According to the SEC/CFTC timeline, the writing of rules for OTC derivatives starts today.
October is the month of ghosts and ghouls and now something equally scary: it’s the month that the Securities & Exchange Commission, in concert with the Commodities Futures Trading Commission, begins finalizing rules on OTC derivatives.
Although corporate treasurers likely won’t be directly impacted by the new rules, or, at least to the extent that banks and other financial institutions are impacted, there are still worries regarding mandates on central clearing and whether corporates will be able to keep their end-user exemption (see related story here) and they could still see the secondary impacts of higher prices for hedging.
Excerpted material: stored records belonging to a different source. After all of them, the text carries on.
PR #8309, opened 2026-03-24
Add ADGUARD_HOME_LOG_TO_STDOUT to log to stdout

lzap:
Hello,

everywhere in the codebase, it is stated that when no logging file is given, it logs to stdout. The thing is that is not the case, see, in Go the default behavior is to log to stderr and this is exactly what AdGuard Home does. There is a reason for that behavior and that is in UNIX all logging or debugging output should really go to stderr. So one can argue all is good, change all those comments and everyone is happy.

Well, thing is, I use AdGuard in podman where stdout/stderr is forwarded into journald as info/err and I have all info/debug lines in red on my systems which is driving me crazy. For the record, I documented my podman setup in here: https://lukas.zapletalovi.com/posts/2025/deploy-adguard-via-quadlets/

Here is how it looks like, note the PRIORITY column:

```
journalctl -u adguard.service -n 1 -o json-pretty
{
        "_HOSTNAME" : "hori.internal",
        "_TRANSPORT" : "journal",
        "_BOOT_ID" : "5ab3767ca2c541448a1f5ae10f1da936",
        "__SEQNUM" : "44571",
        "_SYSTEMD_INVOCATION_ID" : "4d705c3b9f214a22902d51b8a4068b55",
        "_MACHINE_ID" : "16280e91e67f46939858b238138a23f2",
        "_SELINUX_CONTEXT" : "system_u:system_r:container_runtime_t:s0",
        "CODE_FILE" : "src/ctr_logging.c",
        "_COMM" : "conmon",
        "_CAP_EFFECTIVE" : "1ffffffffff",
        "CONTAINER_ID_FULL" : "b5dd6aed6b322ab73f18ef56eaeee286e16e4194dbb4818289ee282d181364bb",
        "_SYSTEMD_SLICE" : "system.slice",
        "__MONOTONIC_TIMESTAMP" : "36401872902",
        "__REALTIME_TIMESTAMP" : "1774369171572361",
        "CONTAINER_NAME" : "adguard",
        "_GID" : "0",
        "CODE_LINE" : "467",
        "MESSAGE" : "2026/03/24 16:19:31.572204 [info] dnsproxy: entering listener loop proto=tcp addr=192.168.1.9:53\n",
        "CODE_FUNC" : "write_journald",
        "_PID" : "69994",
        "_SYSTEMD_CGROUP" : "/system.slice/adguard.service/runtime",
        "_EXE" : "/usr/bin/conmon",
        "__CURSOR" : "s=7bde46e7d2e54a3faf57c806abdc3c76;i=ae1b;b=5ab3767ca2c541448a1f5ae10f1da936;m=879b88006;t=64dc7842c0689;x=b61889bf1d101745",
        "_UID" : "0",
        "PRIORITY" : "3",
        "_RUNTIME_SCOPE" : "system",
        "CONTAINER_ID" : "b5dd6aed6b32",
        "__SEQNUM_ID" : "7bde46e7d2e54a3faf57c806abdc3c76",
        "SYSLOG_IDENTIFIER" : "adguard",
        "_SYSTEMD_UNIT" : "adguard.service",
        "_CMDLINE" : "/usr/bin/conmon --api-version 1 -c b5dd6aed6b322ab73f18ef56eaeee286e16e4194dbb4818289ee282d181364bb -u b5dd6aed6b322ab73f18ef56eaeee286e16e4194db>
        "_SOURCE_REALTIME_TIMESTAMP" : "1774369171572241"
}
```

image

Now, to change the default behavior from stderr to stdout would be too disturbing, I get this. This is why I propose to introduce an environment variable which podman users can set and mitigate this behavior. Alternatively, a config option could be added too if this is what you want.

Cheers.

### DIFF
--- a/internal/home/log.go
+++ b/internal/home/log.go
@@ -5,6 +5,7 @@ import (
 	"context"
 	"fmt"
 	"log/slog"
+	"os"
 	"path/filepath"
 	"runtime"
 
@@ -55,6 +56,10 @@ func configureLogger(ls *logSettings, workDir string) (err error) {
 
 	// Write logs to stdout by default.
 	if ls.File == "" {
+		if os.Getenv("ADGUARD_HOME_LOG_TO_STDOUT") != "" {
+			log.SetOutput(os.Stdout)
+		}
+
 		return nil
 	}
 


Sil3ntVip3r (changes requested):
Thanks for addressing the container/journald use case.  I reproduced the
change on the exact head (`f8f9d5c`) and confirmed that both the legacy logger
and the new `slog` adapter use stdout after normal logger configuration.  An
explicit file also continues to take precedence.  Two issues remain before
this is complete.

### [P2] Apply the stdout selection before startup diagnostics

`configureLogger` applies `ADGUARD_HOME_LOG_TO_STDOUT` only after
`loadCmdLineOpts` and `getLogSettings` have run (`internal/home/home.go:85-112`).
Those earlier paths already emit application logs.  On the exact PR head I
captured these two cases with the variable set:

- `--no-mem-optimization` sent the 101-byte informational deprecation warning
  to stderr while later runtime logs went to stdout;
- a syntactically invalid configuration sent the 176-byte log-settings parse
  error to stderr while subsequent logs went to stdout.

This produces split output and preserves the incorrect journald priority for
pre-configuration informational messages, which is the behavior this option is
intended to avoid.  Please apply the environment-selected default output at the
start of `Main`, before argument and logging-configuration parsing; the later
file/syslog configuration can still override it.

A helper-process regression test should set the variable, exercise an early
diagnostic (for example the deprecated option followed by a non-side-effecting
exit), and assert that it appears on stdout with empty stderr.  Please also keep
coverage showing that an explicit file/syslog destination overrides the early
default.

### [P2] Update the documented logging contract

The implementation deliberately retains stderr as the default, but the public
CLI help still says that an empty `--logfile` writes to stdout
(`internal/home/options.go:227-228`), and the configuration/code documentation
make the same claim (`internal/home/config.go:51-52` and
`internal/home/log.go:57`).  At the same time, the new environment variable is
not documented anywhere or noted in the changelog.

As a result, both existing users and the container users this feature targets
receive the wrong/default behavior description and cannot discover the new
override.  Please update those descriptions to state the actual stderr default,
document `ADGUARD_HOME_LOG_TO_STDOUT` and its accepted values/precedence, and
add the normal user-visible changelog entry.

Validation performed on the exact head:

- `git diff --check` — passed;
- `gofmt -d internal/home/log.go` — clean;
- `go test -race -count=1 ./internal/home` — passed;
- `go vet ./internal/home` — passed;
- review-only stdout/file-precedence tests repeated 20 times under `-race` —
  passed;
- synthetic merge onto current `master` followed by `make go-check` — passed.

No source changes were made during review.

PR #8340, opened 2026-04-12
Support interface IPv6 prefix tracking for RA and DHCPv6

### LINKED ISSUE #6637: support get ipv6 prefix from interface
### Prerequisites

### The problem

For users utilizing PPPOE, the IPv6 prefix may be dynamic. Consequently, they need to adjust the prefix to match that of the interface or employ other software such as `dnsmasq` to address this issue.
I hope AdGuardHome can consider adding a feature to retrieve the IPv6 prefix from an interface. It shouldn't be necessary to use DHCP-PD to obtain an IPv6 prefix from a specific interface. This functionality can be implemented by other software, but it's not mandatory for AdGuardHome. Additionally, it would be beneficial if AdGuardHome could invalidate the advertised prefix when the prefix changes on the interface.

### Proposed solution

In dnsmasq, you can configure it to tackle this issue as follows:
```
dhcp-range=tag:enp1s0,::1,constructor:enp1s0, ra-names, 10m
enable-ra
```
It will contact dnsmasq to obtain the prefix from the 'enp1s0' interface, which is added by dhcpcd. The dhcpcd configuration looks like this:
```
duid
noipv6rs
waitip 6
ipv6only
interface ppp0
ipv6rs
iaid 1
ia_pd 1 enp1s0
```

AdGuard's DHCP server function is extremely useful for those who don't use a router system like OpenWRT. Configuring IPv6 can be a bit challenging for newcomers, and perhaps some people don't prefer using multiple pieces of software to complete this task.

Omoeba:
## Summary

This PR adds interface-derived IPv6 prefix tracking to AdGuard Home's DHCPv6 / Router Advertisement implementation.

In addition to tests and linters, I've verified both the backend behavior and the UI on a Raspberry Pi 5 running Pi OS Trixie with a delegated `/64` from Cox. Any testing on other platforms and ISPs would be much appreciated.

The current static `dhcp.dhcpv6.range_start` works poorly on networks where the LAN `/64` comes from a dynamic delegated prefix that may change over time.

This change adds a new `dhcp.dhcpv6.prefix_source` setting:

* `static` (default): preserve the current behavior
* `interface`: derive the current `/64` from the configured LAN interface, track prefix changes over time, and use the observed Prefix Information lifetimes instead of the current hardcoded RA prefix lifetimes

This is similar to dnsmasq's `constructor:<interface>` behavior.

Closes #6637.

## Config model

In `prefix_source: interface` mode, `dhcp.dhcpv6.range_start` is treated as a **host template**, not as a fixed prefix.

Example:

* configured `range_start: ::70`
* observed LAN prefix `2001:db8:1234:5678::/64`
* effective DHCPv6 pool start `2001:db8:1234:5678::70`

In other words:

* the **upper 64 bits** come from the currently observed interface prefix
* the **lower 64 bits** come from the configured `range_start`

For `ra_slaac_only: true`, no DHCPv6 allocation pool is needed, so `range_start` is optional in interface mode.

## What this changes

* adds `dhcp.dhcpv6.prefix_source`
* keeps `static` mode fully backward compatible
* adds a portable IPv6 interface-state observation layer

  * Linux: rtnetlink
  * Darwin / FreeBSD / OpenBSD: `ifconfig` parsing
* derives the active RA prefix from live interface state in `interface` mode
* uses the observed preferred/valid lifetimes for RA Prefix Information Options
* tracks active and deprecated prefixes across renumbering events
* updates the effective DHCPv6 pool when the active renewable prefix changes
* allows existing dynamic leases on deprecated prefixes to continue until their valid lifetime expires
* persists renewable / deprecated prefix metadata so renumbering state can survive restart

### Static mode

`prefix_source: static` preserves the current behavior.

### Interface mode

When `prefix_source: interface` is enabled:

* AGH observes IPv6 address state on the configured LAN interface
* it selects the current active prefix from that observed state
* it advertises that prefix in RA with the observed preferred/valid lifetimes
* when the active prefix changes, the previous prefix is moved into a deprecated state
* new DHCPv6 allocations move to the current active renewable prefix
* existing leases on deprecated prefixes can still be Confirm/Request/Renew/Rebind'ed while that prefix remains valid

In RA-only mode, AGH continues to send Router Advertisements but does not start the DHCPv6 server.

## Design notes

This PR is intentionally modeled after dnsmasq's constructor-based IPv6 behavior, but adapted to AGH's existing configuration and runtime model.

The main semantic difference is that AGH uses:

```yaml
dhcp:
  dhcpv6:
    prefix_source: interface
    range_start: ::70
```

instead of dnsmasq's `constructor:<interface>` syntax.

The intended outcome is the same:

* derive the network portion from the live interface prefix
* keep the configured host portion stable
* follow prefix deprecation during renumbering instead of treating the prefix as permanently static

## Limitations

* Static IPv6 leases are **not** rewritten when the delegated prefix changes. In interface mode, AGH logs a warning if literal static IPv6 leases are present.
* The configured lease time is ignored when `ra_slaac_only: true` and `prefix_source: interface`.

## Implementation overview

Core files touched by this PR:

* `internal/aghnet/prefix.go`
* `internal/aghnet/prefix_linux.go`
* `internal/aghnet/prefix_darwin.go`
* `internal/aghnet/prefix_freebsd.go`
* `internal/aghnet/prefix_openbsd.go`
* `internal/dhcpd/routeradv_state.go`
* `internal/dhcpd/routeradv.go`
* `internal/dhcpd/v6_unix.go`
* `internal/dhcpd/config.go`
* `internal/dhcpd/db.go`
* `internal/dhcpd/http_unix.go`

At a high level:

* `internal/aghnet/prefix_*` provides portable observation of IPv6 interface address state and lifetimes
* `routeradv_state.go` manages active / deprecated prefix state
* `routeradv.go` rebuilds RA packets from runtime state instead of serializing a single fixed packet at init time
* `v6_unix.go` ties the tracked prefix state into DHCPv6 pool selection and lease lifetime behavior
* `db.go` persists renewable / deprecated prefix metadata for restart safety

## Testing

This PR adds or updates tests for:

* IPv6 interface-state parsing on all supported platforms
* RA packet encoding
* RA state transitions and deprecated-prefix handling
* interface-mode DHCPv6 pool tracking
* HTTP/config handling for the new setting
* DB persistence / restore of IPv6 prefix metadata

## UI / API

This PR also includes the corresponding API/OpenAPI/UI updates for the new setting.

If maintainers would prefer a smaller review surface, I can split the UI/API portion into a follow-up PR and keep this PR backend-only.


Sil3ntVip3r (changes requested):
I reviewed exact head `f70bb2ba2a7233ac32fb966164344df2f2a7c019`
against its base, the linked issue, and a clean synthetic merge into current
`master` (`091d9287fc81613f08072a8d5381214f5422df87`).  The design has substantial
test coverage, but the following issues need to be resolved before it is safe
to merge.

### 1. [P1, high confidence] The current-master default frontend cannot configure the feature

Current `master` builds `client_v2` (`Makefile` sets `CLIENT_DIR = client_v2`),
but this PR changes only the legacy `client/`.  In the clean current-master
merge, [`DhcpConfigV6`](https://github.com/AdguardTeam/AdGuardHome/blob/091d9287fc81613f08072a8d5381214f5422df87/client_v2/src/api/model/dhcpConfigV6.ts)
still contains only `range_start` and `lease_duration`, and
[`DhcpV6Modal`](https://github.com/AdguardTeam/AdGuardHome/blob/091d9287fc81613f08072a8d5381214f5422df87/client_v2/src/components/Dhcp/blocks/DhcpV6Modal.tsx#L13-L16)
neither displays nor submits a prefix source.

**Trigger/impact:** merge this branch into current master and open DHCPv6
settings.  There is no way to select `prefix_source: interface`, so the feature
requested by #6637 is inaccessible from the default current-master build.

**Smallest fix/test:** rebase, regenerate the `client_v2` API, implement the
control and state hydration/submission in `client_v2`, and cover static,
interface-with-host-template, and interface RA-only configurations in store and
component tests.

### 2. [P1, high confidence] An infinite prefix lifetime clears finite lease expiries

[`deadlineFromRemaining`](https://github.com/AdguardTeam/AdGuardHome/blob/f70bb2ba2a7233ac32fb966164344df2f2a7c019/internal/dhcpd/routeradvstate.go#L786-L796)
represents `math.MaxUint32` (infinity) as `time.Time{}`.  However,
[`updateTrackedLeaseExpiry`](https://github.com/AdguardTeam/AdGuardHome/blob/f70bb2ba2a7233ac32fb966164344df2f2a7c019/internal/dhcpd/v6_unix.go#L1683-L1697)
treats that zero sentinel as an earlier deadline and assigns it to a finite
dynamic lease.

**Trigger/impact:** reconcile an existing finite lease against an interface
prefix reported as `forever`/`infinity` (or a Linux address without cache-info).
The lease expiry becomes year 1.  `leaseNotExpired` then treats it as
uncommitted/usable, `FindMACbyIP` treats it as expired, and the zero timestamp is
persisted.

A review-only test reproduced this exactly: expected the original finite
expiry, got `0001-01-01 00:00:00 +0000 UTC`.

**Smallest fix/test:** if `until.IsZero()`, do not clamp a finite lease expiry.
Add a regression that calls `setTrackedRangeStart` with `ValidSec:
math.MaxUint32` and asserts that the lease expiry remains finite and unchanged.

### 3. [P1, high confidence] Rapid Commit is not committed and ignores prefix validity

[`newPacketResponse`](https://github.com/AdguardTeam/AdGuardHome/blob/f70bb2ba2a7233ac32fb966164344df2f2a7c019/internal/dhcpd/v6_unix.go#L1117-L1135)
turns a Solicit with Rapid Commit into a Reply, but
[`commitLeaseLifetime`](https://github.com/AdguardTeam/AdGuardHome/blob/f70bb2ba2a7233ac32fb966164344df2f2a7c019/internal/dhcpd/v6_unix.go#L797-L831)
handles all Solicits through the default branch: it returns the full configured
lease time without capping it to the observed prefix and without setting
`lease.Expiry` or notifying persistence.

**Trigger/impact:** with a one-hour configured lease and a prefix valid for five
minutes, a Rapid-Commit client receives a one-hour Reply for an address that
the server leaves uncommitted.  The client can retain it after the delegated
prefix expires.  RFC 8415 section 18.3.1 requires a Rapid Commit exchange to be
processed as Request/Reply and committed.

A review-only test observed all three failures: `1h0m0s` instead of at most
`5m0s`, zero lease expiry, and no `LeaseChangedDBStore` notification.

**Smallest fix/test:** cap normal Solicit advertisements to the prefix
deadlines, and apply Request commit semantics when the Solicit contains Rapid
Commit.  Test both ordinary and Rapid Solicits; only Rapid Commit should update
expiry/persistence.

### 4. [P2, high confidence] DAD-failed/duplicated addresses remain eligible

Linux parsing records only `IFA_F_TEMPORARY` and `IFA_F_TENTATIVE` in
[`prefix_linux.go`](https://github.com/AdguardTeam/AdGuardHome/blob/f70bb2ba2a7233ac32fb966164344df2f2a7c019/internal/aghnet/prefix_linux.go#L137-L144),
discarding `IFA_F_DADFAILED`.  The shared BSD parser recognizes only
`temporary` and `tentative` in
[`prefix.go`](https://github.com/AdguardTeam/AdGuardHome/blob/f70bb2ba2a7233ac32fb966164344df2f2a7c019/internal/aghnet/prefix.go#L75-L99),
so real `ifconfig` states such as `duplicated` and `detached` are also lost.
All downstream consumers reject only `Tentative`.

**Trigger/impact:** IPv6 DAD finds a collision.  The unusable address can still
become the RA source/RDNSS address, a DHCPv6 DNS address, or the source of the
active /64, causing listener failure or advertisement of unusable network
state.

Review-only tests failed on both paths: BSD `duplicated` remained usable, and a
Linux-native `IFA_F_DADFAILED` test reported `DAD-failed address must be
excluded as unusable`.

**Smallest fix/test:** carry an explicit unusable/DAD-failed bit from Linux and
BSD observation and reject it in DNS, RA-source, and prefix selection.  Cover
`IFA_F_DADFAILED`, `duplicated`, `detached`, and mixed good/bad observations.

### 5. [P2, high confidence] Confirm answers binding ownership instead of on-link status

[`process`](https://github.com/AdguardTeam/AdGuardHome/blob/f70bb2ba2a7233ac32fb966164344df2f2a7c019/internal/dhcpd/v6_unix.go#L1027-L1080)
requires a lease owned by the extracted MAC.  If none exists,
[`replyStatusForProcessFailure`](https://github.com/AdguardTeam/AdGuardHome/blob/f70bb2ba2a7233ac32fb966164344df2f2a7c019/internal/dhcpd/v6_unix.go#L1228-L1242)
returns `NotOnLink`.

**Trigger/impact:** after lost lease storage, or when another DHCP server issued
the address, a client Confirms an address under the current or still-advertised
prefix.  AGH incorrectly tells it the address is off-link.  RFC 8415 section
18.3.3 requires Confirm to evaluate whether each address's prefix is appropriate
for the link, independently of an existing binding.

**Smallest fix/test:** give Confirm a prefix-based path over all requested IA
addresses.  Test unknown bindings under active and deprecated prefixes
(`Success`), a foreign prefix (`NotOnLink`), and a request with no evaluable
addresses (no Reply).

### 6. [P2, high confidence] Lease selection and commit are not atomic across renumbering

[`process`](https://github.com/AdguardTeam/AdGuardHome/blob/f70bb2ba2a7233ac32fb966164344df2f2a7c019/internal/dhcpd/v6_unix.go#L1048-L1079)
returns a lease pointer while holding `leasesLock`, releases the lock, then
reacquires it in `commitLease`.  During that gap,
[`setTrackedRangeStart`](https://github.com/AdguardTeam/AdGuardHome/blob/f70bb2ba2a7233ac32fb966164344df2f2a7c019/internal/dhcpd/v6_unix.go#L1365-L1400)
can remove the prefix and lease.

**Trigger/impact:** an observation tick removes a prefix between lookup/reserve
and commit.  Renew/Rebind/Confirm can return Success using a removed binding;
a Solicit can advertise or Rapid-Commit a positive-lifetime address from the
old prefix.  This is a semantic TOCTOU, so the race detector does not catch it.

**Smallest fix/test:** select/revalidate and commit under one critical section,
then notify after unlocking.  Add a barrier-controlled test that removes the
prefix between selection and the old commit point and asserts no successful IA
is returned.

### 7. [P2, high confidence] OpenAPI omits `ra_slaac_only` from the new response contract

The PR changes `RASLAACOnly` to serialize as `ra_slaac_only` in
[`config.go`](https://github.com/AdguardTeam/AdGuardHome/blob/f70bb2ba2a7233ac32fb966164344df2f2a7c019/internal/dhcpd/config.go#L278-L282),
and the added legacy UI relies on that response value to decide whether a host
template is optional.  But
[`DhcpConfigV6`](https://github.com/AdguardTeam/AdGuardHome/blob/f70bb2ba2a7233ac32fb966164344df2f2a7c019/openapi/openapi.yaml#L2051-L2070)
does not declare it.

**Trigger/impact:** validate or generate a client for an interface RA-only
status response.  The response and schema disagree, and generated clients
cannot hydrate the mode correctly.

**Smallest fix/test:** add a read-only response property or split request and
response schemas, regenerate clients, and validate an interface RA-only status
response against the schema.

### Rebase housekeeping

The branch is 90 current-master commits behind.  Although Git reports a clean
merge, its changelog entry lands under the already released `v0.107.74`
section.  Please relocate it to current `Unreleased` while rebasing.

### Validation performed

Passed on the exact PR head and/or the clean current-master merge:

- `git diff --check` and `gofmt -d` on all changed Go files.
- `go test -race -count=1 ./internal/aghnet ./internal/dhcpd`.
- `go test -race -count=1 ./...`.
- `go vet ./...`.
- `make go-check` on the current-master merge (including `govulncheck`; no
  called vulnerabilities found).
- Linux, FreeBSD, and OpenBSD amd64 cross-compilation of `internal/aghnet` and
  `internal/dhcpd`; Darwin was built/tested natively.
- Legacy-client lint, typecheck, Vitest, and production Webpack build in an
  independent pass.

The three targeted review-only regression tests described above failed at the
intended assertions and were removed.  The original PR worktree is clean.  I
did not run privileged live DHCPv6/RA tests or frontend E2E tests against a real
backend.  This PR currently has no GitHub check runs.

The SEC received dozens of comment letters regarding the OTC Derivatives portion of the legislation (and members of the public can still send them in here). Most had a clear message, like this one from a group called the Coalition for Derivatives End Users: “…it is clear that end-users, which engage in swaps transactions in order to hedge risks associated with their businesses, do not pose through their derivatives use the same gravity of risk that is introduced into our financial system by derivatives speculation through dealing and otherwise.” The coalition, which includes Agricultural Retailers Association, Business Roundtable, Financial Executives International and the National Association of Corporate Treasurers among others, went on to say that in fact end-user derivative use “actually reduces risk within companies and redistributes it more efficiently through the financial system as a whole.”
Timeline
The OTC derivative part of Dodd-Frank is known officially as Title VII, and the SEC and the CFTC plan to craft a comprehensive framework for the regulation and adopt rules in a series of actions starting today (Oct 1). This will continue on over the next few months – unfortunately, months that coincide with the midterm elections. While regulators will bend over backwards to prove they are not influenced by the politics, it is still a highly politicized atmosphere in which they will be working.
Ultimately, by July 21, 2011 (the mandated 360 days from signing), the agencies will adopt all the rules hammered out over the preceding months. In October, according to the SEC, the two agencies will mull rules regarding conflicts of interest for clearing agencies, execution facilities, and exchanges involved in security-based swaps, as well as adopt an interim final rule for the reporting of outstanding security-based swaps or those entered into before the enactment of Dodd-Frank.
In the November to December time period, the agencies will address another nine or so aspects of the Title VII, including rules regarding mandatory clearing of security-based swaps and those regarding the end-user exception to mandatory clearing of security-based swaps. Treasuries will want to keep a close eye on how this plays out.
In terms of actual rulemaking of clearing and settlement, the SEC is already working closely with the Fed as well as the CFTC and the new Financial Stability Oversight Council, to develop a new framework for supervision as required by Title VIII of Dodd-Frank. The SEC expects to propose its first set of Title VIII rules in December.